Issue #1802, opened 2026-08-26
ast-conformance: two formatter shards red on footnote ordering and the canonical content column


dereuromark:
The daily `ast-conformance` workflow on `markup-carve/carve` is red on two
formatter shards. `conformance` passes; these two do not:

- `formatter (shard 1/4)`
- `formatter (shard 3/4)`

Reproduced against spec `1774be24`, carve-js `983b4f24`, carve-php `90a5cbc1`,
carve-rs `0c54d2ea`.

## Diff 1 - carve-js reorders hoisted footnote definitions in the non-HTML writers

Document `417-an-authored-base-carries-opaque-payload-captions-and-nested-metadata-4`,
targets `markdown`, `plain`, `ansi`. Source:

```
[^outer]: intro

     [^inner]: note

     see[^inner]

see[^outer]
```

All three engines agree on the **canonical** (`carve`) form, and the round-trip
invariant holds for each:

```
see[^outer]

[^outer]: intro

  see[^inner]

[^inner]: note
```

carve-rs and carve-php carry that order into the `markdown` target:

```
see[^outer]

[^outer]: intro

see[^inner]
[^inner]: note
```

carve-js does not:

```
see[^outer]

[^inner]: note
[^outer]: intro

see[^inner]
```

`inner` is emitted before `outer`, the two definition lines are glued into one
block, and `outer`'s second body paragraph is detached below them where it reads
as document text. **carve-js is wrong**: it contradicts the HTML numbering
(`outer` is `fn1`, `inner` is `fn2`) and its own canonical writer, which gets the
order right. Same defect in `plain` and `ansi`.

## Diff 2 - carve-php writes the authored content column instead of the minimum

Document `423-one-authored-base-rule-reaches-a-definition-nested-in-a-list-item`,
target `carve`. Source:

```
- intro

   :: term
   :  definition

      > quote
```

carve-rs and carve-js:

```
- intro
  :: term
  : definition

    > quote
```

carve-php:

```
- intro
   :: term
   : definition
     > quote
```

carve-php keeps the authored 3-space column and drops the blank line before the
quote. The round-trip invariant holds for all three, so PART 11 §1 does not
discriminate - but canonicality does. **carve-php is wrong.**

## Clauses

- `docs/experiments/definition-footnote-authored-bases.md`, the Decision clause:
  "A recognized block opener at or beyond the innermost open container's minimum
  content column belongs to that container. Its authored column is the local base
[...]

PR #1805, opened 2026-08-26
fix: the roundtrip summary drops the fixture claim it zeroed

dereuromark:
The residue of the reporting defect in markup-carve/carve#1802, after
markup-carve/carve#1804 closed the larger half of it.

`compare:impls` computes once and gates twice. `#1804` made the roundtrip run
GATE its cross-implementation count rather than defer it, which is the right fix
and is why that condition stays in the success sentence.

What is left: `mismatches` is still set to 0 outright in roundtrip mode - the
fixture count belongs to the default run and to `check-compare-report.mjs`
reading the written report - and the sentence still claims it. So the roundtrip
run continues to assert a condition it deliberately did not evaluate.

That is the same defect as the one just fixed, and the same class
`markup-carve/carve#755` catalogs: a clean bill for a check that did not run,
reached from the reporting side rather than the gating side.

After:

```
No round-trip or cross-implementation differences, no PART 11 §1 invariant failures, and no cross-read failures.
NOT checked here: fixture mismatches. This run counted them and wrote them to
/tmp/compare-impls.json, and 'npm run compare:report -- <report>' is the gate that
decides them.
```

Named rather than merely dropped: a reader told the condition is decided elsewhere
goes and reads it, where a reader of a sentence that silently omits it learns
nothing about who owns it. The default run still claims the fixture mismatches it
does gate, and that is the control in the new test.

The test drives `compare-impls.mjs` with stub engines, reusing the scaffolding
`tests/a-failed-engine-run-is-named.test.mjs` established: the property under test
is what the runner prints on a run where nothing is wrong, which is exactly the
run whose sentence was false.

Rebased onto `#1804`; the original version of this branch fixed both halves and
has been reduced to the part that is still open.


dereuromark:
Blocked on markup-carve/carve#1806 only. The one red check here is `declarations and engine pin are current`, which fails on `main` too: merging markup-carve/carve-js#1546 left this repo's carve-js pin behind, and markup-carve/carve#1798's staleness check fails every commit until the pin moves. #1806 moves it. I will rebase this branch on top once that lands - both touch `package.json`, so it needs a rebase rather than a merge.

Issue #1803, opened 2026-08-26
The oracle renders a comment-then-blank list item tight where L1b and every engine make it loose


dereuromark:
L1b AN INVISIBLE LINE DOES NOT CANCEL THE SEPARATION is pinned in one line order and wrong in the other. The oracle at `e3b0333f` renders the unpinned spelling TIGHT where all three engines render it LOOSE.

## Pinned, and correct

corpus 186-an-invisible-line-does-not-cancel-a-blank-line-separation, blank line THEN comment:

```
- a

  %% n
  text
```

```html
<ul>
  <li><p>a</p>
    <p>text</p>
  </li>
</ul>
```

## Unpinned, and wrong

The same two paragraphs with the comment BEFORE the blank line:

```
- para
  %% c

  more

x
```

oracle:

```html
<ul>
  <li>para
    more
  </li>
</ul>
<p>x</p>
```

carve-js `983b4f24`, carve-php `90a5cbc1` and carve-rs `0c54d2ea` all render:

```html
<ul>
  <li><p>para</p>
    <p>more</p>
  </li>
</ul>
<p>x</p>
```

## Why loose is right

L1b's own argument does not mention line order: a line that renders nothing "is not a separator, so the separation it appears to interrupt is intact". `para` and `more` are two paragraphs with a blank line between them, and the comment is not a paragraph and not a separator. The item is loose either way the two lines are ordered, and a rule that changed with the order would need a reason there is none of.

This is the one-rule-two-spellings shape: the corpus pinned the order somebody happened to write, the mirror went unmeasured, and the oracle answers them differently.

## Work

Fix the oracle, then write the mirror row. Found while measuring the band for #1800; kept out of that branch because it is a different clause and the two fixes are independent.

Issue #1800, opened 2026-08-26
Below a definition body's column the five invisible-line kinds give four different answers


dereuromark:
## What was measured

The oracle at `origin/main` (`1774be24`), five invisible-line kinds written one or two columns BELOW a definition description's content column, with a plain line as the control. Host in every case:

```
:: t
:  d
```

so the body's content column is 3, and the probe line sits at column 2. `tail` follows at column 0.

## Four different answers

Control, a plain line:

```
:: t
:  d
  x
tail
```

```html
<dl>
  <dt>t</dt>
  <dd>d
x
tail</dd>
</dl>
```

The body survives and the line folds in. A comment:

```
:: t
:  d
  %% c
tail
```

```html
<dl>
  <dt>t</dt>
  <dd>d</dd>
</dl>
<p>tail</p>
```

Invisible, the body ends, `tail` is a document sibling. A link reference definition:

```
:: t
:  d
  [r]: /u
tail
```

```html
<dl>
  <dt>t</dt>
  <dd>d</dd>
</dl>
<p>[r]: /u
tail</p>
```

The body ends and the line is published as text at DOCUMENT level, not lazily into the body. The footnote definition spelling behaves the same. An attribute line:

```
:: t
:  d
  {.k}
tail
```

```html
<dl>
  <dt>t</dt>
  <dd>d</dd>
</dl>
<p>tail</p>
```

The line is gone: no text anywhere, no attribute attached to `tail`. That is filed as #1801, since it is a defect on its own rather than a missing ruling.

An abbreviation definition:

```
:: t
:  d
  *[A]: a
tail
```

```html
<dl>
  <dt>t</dt>
  <dd>d
*[A]: a
tail</dd>
</dl>
```

Folds into the body like the plain control, which follows from AN ABBREVIATION DEFINITION IS RECOGNIZED ONLY AT DOCUMENT LEVEL: in a container it was never an invisible line, so it is ordinary text and lazy continuation applies.

## What the prose currently claims

`resources/grammar.ebnf` at PART 9 section 10 I5 says:

> At a nonzero column BELOW `content_column` it is lazy paragraph text and does not register.

[...]

PR #1807, opened 2026-08-26
spec: an attribute line below a container's column keeps its characters

### LINKED ISSUE #1801: An attribute line at column 0 under a definition description is discarded, and a blank line flips it
## The defect

An attribute line written at COLUMN 0 directly under a definition description is discarded. The same line under a list item or a block quote attaches, and inserting a blank line above it makes the definition-list case attach too.

Measured on the oracle at `origin/main` (`1774be24`).

A list item, which is the reference answer:

```
- d
{.k}
tail
```

```html
<ul>
  <li>d</li>
</ul>
<p class="k">tail</p>
```

A block quote agrees:

```
> d
{.k}
tail
```

```html
<blockquote><p>d</p></blockquote>
<p class="k">tail</p>
```

A definition description does not:

```
:: t
:  d
{.k}
tail
```

```html
<dl>
  <dt>t</dt>
  <dd>d</dd>
</dl>
<p>tail</p>
```

The `dl` ends at the attribute line either way, so by the time `tail` is classified the attribute is at document level with a visible block after it. It should attach. Add one blank line and it does:

```
:: t
:  d

{.k}
tail
```

```html
<dl>
  <dt>t</dt>
  <dd>d</dd>
</dl>
<p class="k">tail</p>
```

A blank line is not supposed to decide this. A2 FLOAT FORWARD says pending survives blank lines; it does not say a blank line is what makes pending exist.

## Not the same as the pinned drop

Corpus 329-a-floating-attribute-is-scoped-to-the-container-that-holds-it-5 pins the drop AT the description's content column:

```
:: t
:  d
   {.k}
tail
```

```html
<dl>
  <dt>t</dt>
  <dd>d</dd>
</dl>
<p>tail</p>
```

That one is correct and stays correct: the attribute is inside the description, the description closes with nothing left to attach to, and section 15 A4 discards it. Column 0 is outside the description, which is exactly why the list-item and block-quote spellings attach. Two different columns, one behavior, and only one of them is ruled.

## Also unpinned, same kind of loss

Below the content column, at column 1 or 2, the attribute line disappears as well:

```
:: t
:  d
  {.k}
tail
```

```html
<dl>
  <dt>t</dt>
  <dd>d</dd>
</dl>
<p>tail</p>
```

A link reference definition at that same column publishes its text, and a plain line folds into the description, so the attribute is the only kind whose authored characters reach neither the page nor a symbol table. In a list item the same spelling folds as literal text:

```
- d
 {.k}
tail
```

```html
<ul>
  <li>d
{.k}
tail</li>
</ul>
```

which is what AN INVISIBLE LINE FOLDS LIKE ANY OTHER asks for.

## The ask

1. At column 0 under a description, the attribute is a document-level floating attribute and attaches to the next visible block. Make the no-blank spelling agree with the blank spelling and with the other two hosts.
2. Below the content column, decide between literal text (the list-item answer) and discard, and state it. Whichever wins, A4 requires the discard be reported as `unattached-block-attribute` rather than silent.
3. Corpus rows for both columns, since neither is pinned today.

Related: the band itself gives four different answers across the five invisible-line kinds, filed as #1800. Both are premises for the consolidation in #1783.

dereuromark:
Closes #1801. Rules and pins the band #1800 asked about, minus two rows that wait on the engine.

## The defect

`foldablePlain` decides whether a below-column line is PULLED INTO a definition body, and the pull dedents the line to the body's column 0. It knew about the two definition kinds and not about the attribute line, so an attribute line was pulled in and handed to the one column where it stops being literal text and becomes a real attribute block. Inside the body nothing was left to attach to, the block dangled, and the line was dropped: neither the class nor the characters reached the output.

```
:: t
:  d
  {.k}
tail
```

before

```html
<dl>
  <dt>t</dt>
  <dd>d</dd>
</dl>
<p>tail</p>
```

after, which is what carve-js, carve-php and carve-rs already produce

```html
<dl>
  <dt>t</dt>
  <dd>d</dd>
</dl>
<p>{.k}
tail</p>
```

Excluding the attribute line from the predicate ends the body instead, and the surviving document context reads the line where it was authored. That recovers the column-0 spelling in the same move, so the two symptoms in #1801 are one fix:

```
:: t
:  d
{.k}
tail
```

now attaches, matching a list item, a block quote and this host's own blank-line spelling. This is #1786's defect one construct over: that pass moved the question to the dedented line so a below-column quote marker could not open a quote it opens nowhere else, and it reached the openers only.

The drop AT the content column is untouched and still correct, pinned by corpus 329-a-floating-attribute-is-scoped-to-the-container-that-holds-it-5.

## The band, ruled rather than counted

#1800 asked whether the band needed a ruling. It does not: a definition line is block-shaped, so below the body's column it ends the body, and at a nonzero column in the document context it is no longer a definition either, so it is text that registers nothing. The two kinds that look like exceptions fall out of the same chain. An abbreviation definition in a container was never a definition, so it never enters the chain and folds as prose. An attribute line enters it and lands as an indented attribute line, which corpus 157-indented-attribute-line-stays-literal already reads as literal.

Nine rows in three categories: the band per kind, the column-zero attribute with its blank-separated control, and four content-column cells no document reached.

I5's below-column sentence moves with them. It said the line is "lazy paragraph text", which names the list-item case as if it were the rule - a list item has a paragraph open and the line folds in, a definition body ends at any line below its own column and the text is the document's. The registration half was right and is unchanged.

## Two rows held back, and four engine defects

`npm run compare:counts` over all 1487 documents finds exactly two mismatches, and both are filed:

- markup-carve/carve-rs#1438, a link definition folds where the same build's footnote spelling ends the body
- markup-carve/carve-php#1794, the column-0 attribute is discarded

Two more rows are not in this PR at all, because the pinned reference build does not reproduce them and declaring the drift would leave the declaration audit red:

- the abbreviation definition in the band, markup-carve/carve-js#1544
- the comment at a footnote body's content column, markup-carve/carve-js#1545

Both land with the pin bump that clears them.

## Notes for the reviewer

No committed golden moves. The oracle reproduced 1480 documents before the change and 1487 after, which is the evidence that only unpinned cells were wrong.

The comparison page's denominators are counted live, so nine new documents move them past the run they describe. The three categories are declared under "added since this run" rather than retaking a snapshot that would publish new engine SHAs and timings for a one-predicate change.

Two things found on the way that are NOT in this branch: the oracle renders a comment-then-blank list item tight where L1b and every engine make it loose (#1803), and `npm run declarations:check` is red on main because the carve-js pin is one commit stale, which a pin bump clears.


dereuromark:
Closing this as superseded, not as wrong. The analysis in it is sound; the ground moved underneath it.

**Its ticket is already closed.** `markup-carve/carve#1801` was closed at 10:38Z by `markup-carve/carve#1809`, which landed the same fix - the below-column fold and the column-zero attach as one change, for the same reason stated here.

**The categories collide, with more coverage on the other side.** All three numbers are taken on `main` by different slugs covering the same ground:

| this PR | on `main` |
| --- | --- |
| `429-...-each-invisible-line-keeps-its-own-answer` (4 docs) | `430-below-a-definition-body-s-column-an-invisible-line-folds-as-text` (6 docs) |
| `430-...-attaches-from-column-zero` (2 docs) | `431-a-floating-attribute-under-a-definition-attaches-at-column-zero` (4 docs) |
| `431-every-invisible-line-at-a-container-s-content-column` (3 docs) | `432-an-abbreviation-definition-outside-document-level-is-not-an-invisible-line` covers two of the three rows |

`429` on `main` is a different subject entirely (`an-invisible-line-before-the-blank-does-not-cancel-the-separation`, from carve#1808).

## One row is worth salvaging

The base document of this PR's `431` does not appear to be pinned anywhere:

```
:: t
:  d
   [^f]: n

see[^f]
```

A **footnote definition at a description's content column**. `main` pins below the column (430), at column zero (431), the abbreviation exception (432), and an abbreviation at a *list item's* content column (194) - but not this. That is a sampled search rather than an exhaustive one, so it is worth confirming before adding.

If it is genuinely unpinned, it belongs in a follow-up as a single row rather than a rebase of this branch: the rest of this PR is now duplicate, and rebasing it would mean renumbering three categories to re-add coverage that already exists in better form.

PR #1817, opened 2026-08-26
spec: the continuation marker's column gate reaches every container

### LINKED ISSUE #1814: The continuation marker's column gate reaches one container out of four
`AND FLUSH-LEFT MEANS COLUMN 0` (§17 L3, NORMATIVE, carve#1436) says:

> the marker attaches a block that begins at column 0 and NOTHING else. A line at any other column is not attached at all - it falls through to the ordinary column rules, which give it to whichever container its own column names, exactly as if the `+` line had been a comment.

That holds in the LIST ITEM and nowhere else. Measured on `origin/main` (`3aa62a71`) against the oracle and the pinned carve-js (`4a2f8389`); the two agree with each other on every row below and both contradict the clause in three of the four L4 containers.

The clause names its own control - "exactly as if the `+` line had been a comment" - so each row is the same document twice, once with the marker and once with a comment in its place.

## Definition description

The description's content column is 3, so column 2 is below it and the ordinary rules place the line outside the `dd`. The comment spelling agrees:

```
:: t
:  a
%% c
  para
```

```html
<dl>
  <dt>t</dt>
  <dd>a</dd>
</dl>
<p>para</p>
```

The marker pulls the same line in:

```
:: t
:  a
+
  para
```

```html
<dl>
  <dt>t</dt>
  <dd>
    <p>a</p>
    <p>para</p>
  </dd>
</dl>
```

## Footnote body

Body minimum column 2, so a line at column 1 is below it. Comment spelling - the body ends and the paragraph lands at document level:

```
[^n]: a
%% c
 para

see[^n]
```

```html
<p>para</p>
<p>see<a id="fnref1" href="#fn1" role="doc-noteref"><sup>1</sup></a></p>
<section role="doc-endnotes" aria-label="Footnotes">
  <hr>
  <ol>
    <li id="fn1">
      <p>a<a href="#fnref1" role="doc-backlink" aria-label="Back to reference">↩</a></p>
    </li>
  </ol>
</section>
```

Marker spelling - the paragraph is inside the note:

```
[^n]: a
+
 para

see[^n]
```

```html
      <p>a</p>
      <p>para<a href="#fnref1" role="doc-backlink" aria-label="Back to reference">↩</a></p>
```

The same happens at column 2, the body's own minimum: the comment spelling ejects the line, the marker keeps it.

## Block quote

Column 2 with no `>` is in no quote at all - `A QUOTE IS REACHED BY ITS MARKER, AND A COLUMN NEVER REACHES INTO ONE` (§10 I5, carve#1384) - and the blank-line control agrees:

```
> a

  para
```

```html
<blockquote><p>a</p></blockquote>
<p>para</p>
```

The marker reaches into the quote for it:

```
> a
+
  para
```

```html
<blockquote>
  <p>a</p>
  <p>para</p>
</blockquote>
```

## Why it is exactly the shape carve#1782 named

carve#1782 found the marker implemented as two operations: one extent function for list items and block quotes, another for footnote bodies and descriptions. #1787 unified the ONE BLOCK count and removed the quote kind-branch. The COLUMN gate was not part of that unification and is still in one place only - `scripts/spec/layout.mjs:3490`, in the list-item `attachFlushLeft` path:

```js
if (!first || (first.L ? first.L.col : first.col) !== 0) return false
```

The other three attach sites (`layout.mjs:1974` footnote body, `:2249` description, and the quote path) have no equivalent test. Removing that one line moves exactly two goldens - `384-a-continuation-marker-attaches-only-a-flush-left-block-2` and `-6` - and category 384 is entirely list items. So the clause is pinned for one container out of four, which is why three readers could violate it without a red test.

`THE MARKER IS ONE OPERATION IN EVERY CONTAINER` (§17 L3, carve#1782) forbids exactly this: "A container may not answer differently because of WHAT it is attaching", and a fourth container answering differently about WHICH LINE it attaches is the same defect one step earlier.

## Why this is filed instead of pinned

It came out of carve#1792 item 4, which asked for corpus rows for the continuation-attached band. The band cannot be pinned as it stands: a golden recording the current answer would contradict a NORMATIVE clause, and re-snapshotting a wrong reading is worse than leaving the rule undocumented. So the rows wait on the ruling.

Note also that the two readers agreeing here is not evidence: the clause's own history paragraph records that all four readers attached a line at any indentation before carve#1436, and only the list-item path was ever fixed.

## Work

1. Apply the column gate at the other three attach sites, or state per container why the reach differs - implementation convenience does not count (carve#1782's own decision gate).
2. Corpus rows for the band in a footnote body, a description and a block quote, with the comment or blank-line control alongside each, which is what carve#1792 item 4 wanted.
3. A naive `ind(i).col === 0` guard at `layout.mjs:1974` and `:2249` does NOT work - it moves nothing, because `ind` there is relative to the active strip rather than to document column 0. The fix needs the document column, the way `attachFlushLeft` reads `first.L.col`.

dereuromark:
Fixes markup-carve/carve#1814.

`AND FLUSH-LEFT MEANS COLUMN 0` (§17 L3, carve#1436) says the `+` marker attaches a block that begins at document column 0 **and nothing else** - a line at any other column is not attached at all and falls through to the ordinary column rules, "exactly as if the `+` line had been a comment". That question was asked in the list item and nowhere else.

## What was wrong

The gate had two spellings, both in list code: `attachFlushLeft`'s `first.L.col !== 0`, and the item collector's `sourceCol === 0`. The footnote body, the description and the block quote had no equivalent, so each reached out for a line the clause leaves where the author wrote it. Each row is the same document twice, once with the marker and once with the invisible line the clause names as its control.

A footnote body, below its minimum column:

```
[^a]: intro
+
 more

see[^a]
```

put `more` inside the note, where the comment spelling ejects it to document level. At column 2, the body's own minimum, the marker split the body's paragraph while the comment spelling ended the body.

A description whose content column is 3:

```
:: term
:  intro
+
  more
```

pulled a column-2 line into the `<dd>`.

A block quote, with the quoted paragraph closed so the row asks about the column and nothing else:

```
> intro
>
+
  more
```

put `more` in the quote, where both the blank-line control and the comment control leave it outside - and `A QUOTE IS REACHED BY ITS MARKER, AND A COLUMN NEVER REACHES INTO ONE` (§10 I5, carve#1384) says a column-2 line is in no quote at all.

## The fix, and it is one site

The gate is now `attachesFlushLeft(meas)`, defined once next to `attachedBlockEnd`, which applies it before measuring any extent. Both list spellings were deleted in favor of it. It reads the SOURCE column (`meas.L.col`), not the frame column: inside a container the frame column is what the strip left, not what the author wrote, which is why both surviving spellings already read `.L.col`.

A refused marker is consumed and contributes nothing, and the line is then handled by the container's ordinary rules - which is the clause's own comment analogy. Two of the four containers need the predicate one line earlier than the extent, at the `+` itself: a footnote body and a `<dd>` END at an invisible line at document column 0, so a `+` that turns out not to be a marker has to end them at the same place a comment does, and the branch that would otherwise have claimed the line runs before the extent is ever measured. That is the container's invisible-line rule, not a second column rule - the predicate is still the one definition.

## Two rows in the ticket were not gate defects

The ticket reads the footnote's column-2 row as a violation on the strength of a column-0 comment control. The band at the body's own minimum column is claimed by the continuation branch before the pull branch is reached, so the marker never decided it; an INDENTED comment at that column agrees with the marker exactly (pinned in "A comment in a footnote body is invisible in both spellings"). What actually differs is that a column-0 invisible line ends the body. The fix makes the refused marker do that too, so the row lands where the ticket wanted it, but by the container's rule rather than by the gate.

The quote's open-paragraph spelling is left folding lazily. A column-0 comment under an open quoted paragraph is folded into it as lazy TEXT rather than skipped, which is a defect of the quote's invisible-line handling (the carve#1813 family) and not of the marker; the corpus row closes the paragraph with a bare `>` first so it asks about the column alone, and there blank, comment and marker all agree.

## Pinned

Category 435, thirteen documents: five marker rows, five controls (four comment spellings and one blank-line spelling), three column-0 positives, across all four containers. `tests/the-continuation-marker-s-column-gate-reaches-every-container.test.mjs` pins the RELATION the clause states - marker spelling equals control spelling - which no single golden can express.

Engines follow: carve-js, carve-php and carve-rs all read the pre-ruling answers, so the new rows are ahead of them until each engine ships the gate.


dereuromark:
One site this PR deliberately does NOT gate, from a review pass.

The FIRST-BLOCK form `:  +` sets `pullPending` on the entry line, before the loop and before the shared predicate is asked, so it is a fifth attach site that never asks the column question. Adding the guard there is measurable dead code: with it and without it,

```
:: term
:  +
  more
```

renders `<dl><dt>term</dt><dd>more</dd></dl>` at columns 0, 1 and 2 alike, because the below-the-column fold claims a plain line into an empty description body whether or not a marker put it there. Under the "always refuses" mutation it does not move either, so the guard cannot fail in either direction, and this repo has enough history with checks that cannot fail.

What is worth a ruling separately: the marker and the comment spellings of that form disagree, since `:  %% c` over `  more` pushes the comment as body text, closes the paragraph and ejects the line, while `:  +` folds it in. That is a question about the FIRST-BLOCK form's control, not about the column gate, so it is not decided here.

————

◆ WORK TO BE COMPLETED ◆
The string "roundtrip" may appear in the lines of the records above. State how many lines contain it, with no other words.

◆ RESULT FOR THIS EXERCISE ◆
4